The relationships of WBC, neutrophils, MPV, and platelets with survival are already known. However, this is the first study to show the possible association of MPVPCR with the progression to mortality in CCHF patients. Although RDWPCR has been indicated as a new laboratory index in predicting mortality in various diseases, this present study did not find it applicable to CCHF patients.^7,24 In the present study, logistic regression analysis showed that neutrophils (OR=0.15; P<0.001), lymphocytes (OR= 0.32; P<0.001), hs-CRP (OR=3.79; P=0.001), and MPVPCR (OR=5.95; P=0.048) were independently predictive of the risk of mortality in CCHF patients. Hence, the cut-off of >0.21 for MPVPCR levels may be a useful tool for the prediction of mortality in CCHF disease. Furthermore, the risk of mortality may be 6-fold higher in patients with CCHF whose MPVPCR values exceed the cut-off levels at admission, an important finding of this study, which reveals the potential of MPVPCR values as an independent predictor for mortality in CCHF patients.

This study is the first to show that MPVPCR may be an independent predictor for mortality in CCHF patients.
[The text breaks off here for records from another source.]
PR #3426, opened 2015-02-20
[ticket/13637] Add core.ucp_pm_compose_alter_vars PHP event

kinerity:
Add a new PHP event to ucp_pm_compose to alter the default vars

PHPBB3-13637

### DIFF
--- a/phpBB/includes/ucp/ucp_pm_compose.php
+++ b/phpBB/includes/ucp/ucp_pm_compose.php
@@ -90,6 +90,32 @@ function compose_pm($id, $mode, $action, $user_folders = array())
 	// we include the language file here
 	$user->add_lang('viewtopic');
 
+	/**
+	* Modify the default vars before composing a PM
+	*
+	* @event core.ucp_pm_compose_alter_vars
+	* @var	int		msg_id					topic_id in the page request
+	* @var	int		to_user_id				The id of whom the message is to
+	* @var	int		to_group_id				The id of the group whom the message is to
+	* @var	bool	submit					Whether the user is sending the PM or not
+	* @var	bool	preview					Whether the user is previewing the PM or not
+	* @var	string	action					One of: post, reply, quote, forward, quotepost, edit, delete, smilies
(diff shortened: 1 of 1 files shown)


VSEphpbb:
"alter_vars" is weird and not consistent with our event naming. I'd suggest `core.ucp_pm_compose_modify_data`

phpBB/includes/ucp/ucp_pm_compose.php
```diff
@@ -90,6 +90,32 @@ function compose_pm($id, $mode, $action, $user_folders = array())
 	// we include the language file here
 	$user->add_lang('viewtopic');
 
+	/**
+	* Modify the default vars before composing a PM
+	*
+	* @event core.ucp_pm_compose_alter_vars
+	* @var	int		msg_id					topic_id in the page request
+	* @var	int		to_user_id				The id of whom the message is to
+	* @var	int		to_group_id				The id of the group whom the message is to
```
marc1706: whom shouldn't be needed in this case

phpBB/includes/ucp/ucp_pm_compose.php
```diff
@@ -90,6 +90,32 @@ function compose_pm($id, $mode, $action, $user_folders = array())
...
+	* @var	bool	submit					Whether the user is sending the PM or not
```
marc1706: Whether the form has been submitted

phpBB/includes/ucp/ucp_pm_compose.php
```diff
@@ -90,6 +90,32 @@ function compose_pm($id, $mode, $action, $user_folders = array())
 	// we include the language file here
 	$user->add_lang('viewtopic');
 
+	/**
+	* Modify the default vars before composing a PM
+	*
+	* @event core.ucp_pm_compose_modify_data
+	* @var	int		msg_id					topic_id in the page request
```
marc1706: It's actually the post_id and not the topic_id.

PR #3879, opened 2015-09-02
[Ticket/14139] Stop styling with IDs

hanakin:
Its considered bad practice and adds to specificity nightmare when combining styling of IDs and classes. As such we should add duplicate classes to all elements that are currently being styled with IDs in order to move the style to a class to improve specificity and transparency of the theme.

Ticket: https://tracker.phpbb.com/browse/PHPBB3-14139

PHPBB3-14139

### DIFF
--- a/phpBB/styles/prosilver/template/mcp_header.html
+++ b/phpBB/styles/prosilver/template/mcp_header.html
@@ -21,14 +21,14 @@
 
 	<div style="width: 100%;">
 
-	<div id="cp-menu">
-		<div id="navigation" role="navigation">
+	<div id="cp-menu" class="cp-menu">
+		<div id="navigation" class="navigation" role="navigation">
 			<ul>
 			<!-- BEGIN l_block1 -->
 			<!-- IF l_block1.S_SELECTED -->
 				<!-- BEGIN l_block2 -->
 				<!-- IF l_block1.l_block2.S_SELECTED -->
-				<li id="active-subsection"><a href="{l_block1.l_block2.U_TITLE}"><span>{l_block1.l_block2.L_TITLE}<!-- IF l_block1.l_block2.ADD_ITEM --> ({l_block1.l_block2.ADD_ITEM})<!-- ENDIF --></span></a></li>
+				<li id="active-subsection" class="active-subsection"><a href="{l_block1.l_block2.U_TITLE}"><span>{l_block1.l_block2.L_TITLE}<!-- IF l_block1.l_block2.ADD_ITEM --> ({l_block1.l_block2.ADD_ITEM})<!-- ENDIF --></span></a></li>
 				<!-- ELSE -->
 				<li><a href="{l_block1.l_block2.U_TITLE}"><span>{l_block1.l_block2.L_TITLE}<!-- IF l_block1.l_block2.ADD_ITEM --> ({l_block1.l_block2.ADD_ITEM})<!-- ENDIF --></span></a></li>
 				<!-- ENDIF -->
@@ -39,7 +39,7 @@
 		</div>
 	</div>
 
-	<div id="cp-main" class="mcp-main panel-container">
+	<div id="cp-main" class="cp-main mcp-main panel-container">
 		<!-- IF MESSAGE -->
 		<div class="content">
 			<h2 class="message-title">{L_MESSAGE}</h2>
--- a/phpBB/styles/prosilver/template/mcp_post.html
+++ b/phpBB/styles/prosilver/template/mcp_post.html
@@ -106,7 +106,7 @@
 			</p>
 		<!-- ENDIF -->
 
-		<div class="content" id="post_details">
+		<div id="post_details" class="content post_details">
 			{POST_PREVIEW}
 		</div>
 
--- a/phpBB/styles/prosilver/template/mcp_topic.html
+++ b/phpBB/styles/prosilver/template/mcp_topic.html
@@ -11,7 +11,7 @@
 	<!-- DEFINE $SHOW_PANEL = 'display-panel' -->
 <!-- ENDIF -->
 
-<div id="minitabs" class="sub-panels" data-show-panel="{$SHOW_PANEL}" role="tablist">
+<div id="minitabs" class="minitabs sub-panels" data-show-panel="{$SHOW_PANEL}" role="tablist">
 	<ul>
 		<li id="display-panel-tab" class="tab<!-- IF not S_MERGE_VIEW --> activetab<!-- ENDIF -->">
 			<a href="#minitabs" data-subpanel="display-panel" role="tab" aria-controls="display-panel">{L_DISPLAY_OPTIONS}</a>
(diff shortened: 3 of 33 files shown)


hanakin:
!set Styles

phpBB/styles/prosilver/template/mcp_post.html
```diff
@@ -106,7 +106,7 @@
 			</p>
 		<!-- ENDIF -->
 
-		<div class="content" id="post_details">
+		<div id="post_details" class="content post_details" >
```
vinny: extra space

Crizz0:
Aren't we removing a tool for specifity and put additional not needed code to the template with an ID and class. 

I don't get the point of "bad practice", too. 

What will change for the developer and style authors with that?

hanakin:
@Crizz0

the use of styling on an ID is bad practice. It should never be used. Its overly specific and uses more resources to render than classes. Its also limited in scope. That is why I added classes for all cases where IDs where used in the CSS. I left the IDs in for BC & JS. As some of these are still incorrectly being used as JS hooks.

What this will change is the need for over specificity in our css. This helps prevent us from overly chaining selectors together (exp: .rtl ul.topiclist dd.info > span). Instead we can use a simple class to target pretty much anything. It also means we no longer need CSS 1.0 spec for ul.class or a.class which is also extremely bad practice as its also overly specific.

This is a small step forward there are still a lot of specificity issues.

here is a screen shot of the results for the current area51 board index scan i performed for reference:

screenshot 2015-09-07 13 51 08

you can see there are a total of 170 selectors used to render the page and all the IDs are at the top when organized be specificity.

you can check this for yourself using the http://cssdig.com/ browser extension.

phpBB/styles/prosilver/template/mcp_header.html
```diff
@@ -19,31 +19,31 @@
...
-				<!-- ELSE -->
-				<li><a href="{l_block1.l_block2.U_TITLE}"><span>{l_block1.l_block2.L_TITLE}<!-- IF l_block1.l_block2.ADD_ITEM --> ({l_block1.l_block2.ADD_ITEM})<!-- ENDIF --></span></a></li>
-				<!-- ENDIF -->
-				<!-- END l_block2 -->
-			<!-- ENDIF -->
-			<!-- END l_block1 -->
-			</ul>
-		</div>
-	</div>
+			<div id="cp-menu" class="cp-menu">
```
marc1706: Same as previously mentioned by nickvergessen. Please do not indent code unless it's really necessary.

phpBB/styles/prosilver/template/ucp_header.html
```diff
@@ -17,85 +17,85 @@ <h2 class="ucp-title">{L_UCP}</h2>
...
-
-		<!-- IF S_PRIVMSGS -->
-			<!-- BEGIN t_block2 -->
-				<!-- IF S_PRIVMSGS and not t_block2.S_LAST_ROW -->
-				<ul>
-					<!-- IF t_block2.S_SELECTED -->
-						<li id="active-subsection"><a href="{t_block2.U_TITLE}"><span>{t_block2.L_TITLE}</span></a></li>
-					<!-- ELSE -->
-						<li><a href="{t_block2.U_TITLE}"><span>{t_block2.L_TITLE}</span></a></li>
+		<div style="width: 100%;">
```
marc1706: See above comment for indentation.

phpBB/styles/prosilver/template/mcp_topic.html
```diff
@@ -87,12 +87,12 @@
 <div class="panel">
 	<div class="inner">
 
-	<h3 id="review">
+	<h3 id="review" class="review">
```
marc1706: The margin-top is overriden by the rules for .panel h3 in colours.css

phpBB/styles/prosilver/template/posting_attach_body.html
```diff
@@ -32,8 +32,8 @@
 						<th class="attach-status">{L_PLUPLOAD_STATUS}</th>
 					</tr>
 				</thead>
-				<tbody class="responsive-skip-empty" id="file-list">
-					<tr class="attach-row" id="attach-row-tpl">
+				<tbody class="responsive-skip-empty file-list" id="file-list">
+					<tr class="attach-row attach-row-tpl" id="attach-row-tpl">
```
marc1706: ```display: none``` for this is not overriden by plupload right now. Attachments do not show after upload in the filelist. They properly show after clicking on preview.

marc1706:
The loading_indicator is broken on normal pages that do not use simple_footer.html. You'll have to also add the class here:
https://github.com/phpbb/phpbb/blob/3.1.x/phpBB/assets/javascript/core.js#L30

phpBB/styles/prosilver/theme/colours.css
```diff
@@ -942,12 +942,12 @@ dl.mini dt {
 }
 
 /* Avatar gallery */
-#gallery label {
+,gallery label {
```
marc1706: Typo, needs to be a dot not a comma.

marc1706:
The rest looks fine to me.

hanakin:
not sure what is issue with loading indicator? there is no loading indicator when include anywhere but simple by default?

marc1706:
@hanakin this will fix the issue with loading indicator: https://gist.github.com/marc1706/0384b9b7040ad5b21e55

It's created using jQuery in core.js which is why it's only in simple_footer.html.

marc1706:
Could you fix your last two commit messages? This one has the incorrect ticket ID https://github.com/hanakin/phpbb/commit/945bc3f7c06171032f4fee7b6d11be76c67f8930
and the second one has two leading square brackets instead of one:
https://github.com/hanakin/phpbb/commit/db1d292617344fbef6d925c76cf73da7e1b305bf

hanakin:
hmm sware i fixed that will do

marc1706:
I'd merge this once you've reverted the indentation that is unrelated to this PR. :)

phpBB/styles/prosilver/template/mcp_header.html
hanakin: @marc1706 @nickvergessen this is not really a vaild argument anymore as recent changes to github compound highlight on changes. You can see the spacing added as well as any other changes to the code. All indentation made is to fix inconsistent spacing that exists for cleaner codebase.

marc1706: At least split this into two separate commits so one will be able to determine that the indentation change is unrelated to the change of IDs to classes.

nickvergessen: > @marc1706 @nickvergessen this is not really a vaild argument anymore as recent changes to github compound highlight on changes.

@hanakin this is not about github, but about the .diff file we hand out to users when they try to update their custom styles.

hanakin: hmm not sure i understand, are you meaning merge conflicts for patches? either way the fact that the indentation is all over the place and inconsistent is a constant problem when making changes and needs to be fixed I guess we need a scrub PR to fix all this. Thats sort of a daunting task though with template inclusion

hanakin:
All indentation should be undone...

PR #3880, opened 2015-09-04
[ticket/12911] Add SVG Icons

hanakin:
convert all the forum/topic imageset icons into svgs

for now this requires the Font-Awesome PR: https://github.com/phpbb/phpbb/pull/3851

Old PR: https://github.com/phpbb/phpbb/pull/2794
Ticket: https://tracker.phpbb.com/browse/PHPBB3-12911
PHPBB3-12911


Louis7777:
Having just an imageset.png sprite was so fine. Imo I'd rather have to edit just one imageset.psd. Meh...

Louis7777:
However, the clients won't download just one file right? Whereas with the sprite it would just be one HTTP request for an imageset.png file weighing 5,02 KB.

hanakin:
it can still be served as a single file, svg is just html so it can combined in a single file for one request. Then you choose how to reference either through css just like a normal sprite or svg use tags. Eventually even through a simple image tag but its not fully supported yet

hanakin:
!set WIP

hanakin:
!set Styles

phpBB/styles/prosilver/template/forumlist_body.html
```diff
@@ -11,98 +11,125 @@
...
-						<dt><div class="list-inner"><!-- IF forumrow.S_IS_CAT --><a href="{forumrow.U_VIEWFORUM}">{forumrow.FORUM_NAME}</a><!-- ELSE -->{L_FORUM}<!-- ENDIF --></div></dt>
-						<dd class="topics">{L_TOPICS}</dd>
-						<dd class="posts">{L_POSTS}</dd>
-						<dd class="lastpost"><span>{L_LAST_POST}</span></dd>
-					</dl>
-					<!-- EVENT forumlist_body_category_header_row_append -->
-				</li>
-			</ul>
-			<ul class="topiclist forums">
+				<ul class="topiclist">
```
nickvergessen: please avoid retabbing like this. It will make any diff unusable

gooof: https://github.com/phpbb/phpbb/pull/3880/files?w=0 gives a better diff

nickvergessen: I know the ?w=* thing,
but that is not what style authors will get when trying to update their style.

phpBB/styles/prosilver/theme/stylesheet.css
```diff
@@ -7,6 +7,7 @@
     --------------------------------------------------------------
 */
 
+@import url("https://maxcdn.bootstrapcdn.com/font-awesome/4.4.0/css/font-awesome.min.css");
```
nickvergessen: Should be added to our assets instead, so it also works if your forum is not connected to the internet or e.g. CDN is disabled?

phpBB/styles/prosilver/template/forumlist_body.html
gooof: Thats true! ;)

Nicofuma:
these changes are awesome but.... I'm not sure we want that in 3.2 because it will break a lot of things....
- Every style will be broken because the authors can't just drag and drop their new icons
- The extensions displayed in the navbar and using the icons defined in `colours.css` will be broken

In order to merge these PRs in 3.2, I really think we need some kind of BC layer because we don't want to break every extensions and we don't want to force every style author to start over again :/

hanakin:
@Nicofuma its one of the most requested changes which is why I am attempting it. But this is still experimental I do not think that there is an easy way to replace these easily with a sprite no matter how we approach it. At least not one a novice would be able to work with. It would require some sort of build process unless we created something in the core to handle it.

hanakin:
@Nicofuma tested the BC and this should not break any custom icons in current themes as inherency will trump these. I am still working on labeling all the icons properly in the svg that way for those who want to modify the color can do so easily in the code.

hanakin:
!set WIP

Nicofuma:
ok thanks

hanakin:
ok ignoring the font-awesome changes everything seems to be good as far as BC goes and the changes to the svg should make editing it via code a lot easier. As far as extensions go this should be an improvement as the imageset is no a physical element to work with as well.

hanakin:
!unset WIP

hanakin:
@callumacrae @cyberalien thoughts/review please?

cyberalien:
This is really cool.

Ideally I'd love this to be applied to all icons, including FontAwesome glyphs. FA looks very blurry and inconsistent on different browsers and operating systems, but SVG icons are sharp and consistent.

cyberalien:
Icons look great on white background, however background in forum row isn't white. I think icons should have white circle background similar to old images.

Another issue is icons are not vertically centered. I suggest to absolutely position it in left center and add padding-left for content.

svg

cyberalien:
Another issue is when forum description is long, it goes below icon:

svg2

It can also be fixed by absolutely positioning icon and adding padding-left for content.

hanakin:
Hmm bg on icon did not look good. I actually prefer the open look I think we might play with the colors a bit first.

As for the center issue the icon has always been top aligned I think with the layout of pro silver it fits better as top aligned if the forums were more grid style then rows it might not look better with center but I will play around with it

cyberalien:
No, it wasn't top aligned. Icon has always been a background image aligned to center:

    dl.icon {
        background-position: 10px 50%;
        background-repeat: no-repeat;
    }

hanakin:
hmm guess i never noticed I will look into it

VSEphpbb:
> Ideally I'd love this to be applied to all icons, including FontAwesome glyphs.

Especially now that @callumacrae popped up to say that font icons are passé. http://area51.phpbb.com/phpBB/viewtopic.php?p=283781#p283771

callumacrae:
sorryyyyy

hanakin:
@VSEphpbb @callumacrae to avoid confusion I replied to that on area51 https://area51.phpbb.com/phpBB/viewtopic.php?f=81&t=45671&start=50

hanakin:
!set WIP

hanakin:
!unset WIP

hanakin:
This should just need color overhaul and then testing against https://github.com/phpbb/phpbb/pull/4014

hanakin:
!set WIP

PR #3881, opened 2015-09-04
[ticket/14142] Remove unused ignore_configs from avatar drivers

VSEphpbb:
The `$ignore_config` appears to never be used in any avatar driver. It is only passed to the upload driver, but not used in it. None of the other drivers even have an argument for it.

PHPBB3-14142


nickvergessen:
@marc1706

marc1706:
I think this was left from a previous change to the avatar drivers, maybe even before the merge of the avatar PR.

PR #3882, opened 2015-09-05
[ticket/10824] Make styles/languages use composer.json files

nickvergessen:
https://tracker.phpbb.com/browse/PHPBB3-10824


phpBB/includes/acp/acp_styles.php
```diff
@@ -756,22 +756,26 @@ protected function find_available($all)
...
-			if ($cfg === false)
+
+			try
+			{
+				$style_data = $this->read_style_composer_file($dir);
+			}
+			catch (\DomainException $e)
 			{
-				// Invalid style.cfg
+				// Invalid composer.json
```
Nicofuma: why do we skip the exception? if the composer.json is invalid the following checks may error

phpBB/styles/prosilver/style.cfg
```diff
@@ -1,32 +0,0 @@
...
-#
-
-# General Information about this style
-name = prosilver
-copyright = © phpBB Limited, 2007
-style_version = 3.2.0-a1-dev
-phpbb_version = 3.2.0-a1-dev
-
-# Defining a different template bitfield
-# template_bitfield = lNg=
```
Nicofuma: please add it to the prosilver composer.json file (commented)

phpBB/phpbb/db/migration/data/v310/style_update_p1.php
```diff
@@ -69,10 +69,11 @@ public function styles_update()
 		$skip_dirs = array('.', '..', 'prosilver');
 		foreach ($iterator as $fileinfo)
 		{
-			if ($fileinfo->isDir() && !in_array($fileinfo->getFilename(), $skip_dirs) && file_exists($fileinfo->getPathname() . '/style.cfg'))
+			if ($fileinfo->isDir() && !in_array($fileinfo->getFilename(), $skip_dirs) && file_exists($fileinfo->getPathname() . '/composer.json'))
```
Nicofuma: what will happen in case of update from 3.0.13 if their the installed styles are not 3.2 compatible?

phpBB/styles/prosilver/style.cfg
nickvergessen: there are no comments in json?

phpBB/includes/acp/acp_styles.php
nickvergessen: continue means go to the next entry in the array ;)

phpBB/phpbb/db/migration/data/v310/style_update_p1.php
nickvergessen: the style will not be handled, just like in 3.1?

phpBB/styles/prosilver/style.cfg
nickvergessen: Also I don't get what this value is for?

Nicofuma: right... :/ IIRC it is used to determine what bbcodes should be overridden by the style bbcode.html file

phpBB/phpbb/db/migration/data/v310/style_update_p1.php
Nicofuma: ok

phpBB/includes/acp/acp_styles.php
Nicofuma: I'm tired... but we don't display any error in this case? should be fixed one day...

phpBB/language/en/composer.json
```diff
@@ -0,0 +1,27 @@
+{
+	"name": "en",
```
nickvergessen: @naderman what would be a good naming pattern for languages and styles?

phpBB/language/en/composer.json
```diff
@@ -0,0 +1,27 @@
...
+	"description": "phpBB Forum Software default style",
```
nickvergessen: needs fixing

phpBB/includes/acp/acp_styles.php
```diff
@@ -756,22 +756,26 @@ protected function find_available($all)
...
 
 			// Style should be available for installation
-			$parent = $cfg['parent'];
+			$parent = $style_data['extra']['parent-style'];
 			$style = array(
 				'style_id'			=> 0,
-				'style_name'		=> $cfg['name'],
-				'style_copyright'	=> $cfg['copyright'],
+				'style_name'		=> $style_data['name'],
+				'style_copyright'	=> $style_data['license'],
```
michaelcullum: The old copyright is not equivalent to the licence field in composer. The old copyright field detailed who had the copyright, this details the license (e.g. MIT)

phpBB/language/en/composer.json
```diff
@@ -0,0 +1,27 @@
...
+	"type": "phpbb-language",
+	"version": "3.2.0-a1-dev",
+	"homepage": "https://www.phpbb.com",
+	"license": "GPL-2.0",
+	"authors": [
+		{
+			"name": "phpBB Limited",
+			"email": "operations@phpbb.com",
+			"homepage": "https://www.phpbb.com/go/authors"
```
michaelcullum: phpbb.com homepage

phpBB/language/en/composer.json
```diff
@@ -0,0 +1,27 @@
+{
+	"name": "en",
+	"description": "phpBB Forum Software default style",
+	"type": "phpbb-language",
+	"version": "3.2.0-a1-dev",
```
michaelcullum: Needs adding to the release todo list

phpBB/language/en/composer.json
michaelcullum: Always need a vendor name. `phpbb/en-language-pack` Naming here doesn't really matter (and I don't think that requiring specific naming conventions would be a good idea to be honest).

phpBB/styles/prosilver/composer.json
```diff
@@ -0,0 +1,29 @@
+{
+	"name": "prosilver",
```
michaelcullum: `phpbb/prosilver`

phpBB/styles/prosilver/composer.json
```diff
@@ -0,0 +1,29 @@
...
+	"description": "phpBB Forum Software default style",
+	"type": "phpbb-style",
+	"version": "3.2.0-a1-dev",
```
michaelcullum: Release todo list

phpBB/styles/prosilver/composer.json
```diff
@@ -0,0 +1,29 @@
...
+	"homepage": "https://www.phpbb.com",
+	"license": "GPL-2.0",
+	"authors": [
+		{
+			"name": "phpBB Limited",
+			"email": "operations@phpbb.com",
+			"homepage": "https://www.phpbb.com/go/authors"
```
michaelcullum: .com homepage again?

michaelcullum:
Main composer.json needs to provide `phpbb/prosilver` and `phpbb/en-language-pack`'s `self-version`?

phpBB/language/en/composer.json
nickvergessen: Well we want to be able to know the name, so you don't have to look it up first when you install a forum + language via composer, so yes  a naming convention makes sense

phpBB/includes/acp/acp_styles.php
nickvergessen: Yeah not sure why we  had that thou, we don't do that for exts either and it's only displayed in the acp, so i think removing should be fine?

phpBB/language/en/composer.json
nickvergessen: This is copied from phpBB/composer.json

phpBB/styles/prosilver/composer.json
nickvergessen: Already is, because  the style.cfg needs modifying as well

phpBB/includes/acp/acp_styles.php
michaelcullum: +1

phpBB/language/en/composer.json
michaelcullum: True. But you'll never know the vendor without looking it up.

Also, we need to change phpBB

Nicofuma: or just set the name to `<vendor>/<iso>`?

Nicofuma:
I guess it will impact titania? @prototech ? (just keep it in mind)

Nicofuma:
the composer.json file is still executable by the way

marc1706:
Bump :)

nickvergessen:
Feel free to take over, won't have time in the near future

marc1706:
Will take this over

However, some limitations in this current study should be mentioned. Since all the patients with CCHF were recruited from a single center, and all data were obtained from the medical record database, bias in patient selection was unavoidable. Moreover, further prospective studies are needed to confirm the suitability of MPVPCR as a mortality predictor in CCHF due to the retrospective nature of this study and the lack of longitudinal observations.

In conclusion, the present study is the first to reveal the clinical importance of MPVPCR as a potentially useful predictor for mortality in CCHF patients. The study results indicated that MPVPCR was independently associated with CCHF. Since MPVPCR testing is easy, reliable, inexpensive, and widely available, including this test at admission might be a useful predictor for mortality prognosis in CCHF patients. Further studies should be done to validate the role of MPVPCR in the management of CCHF patients.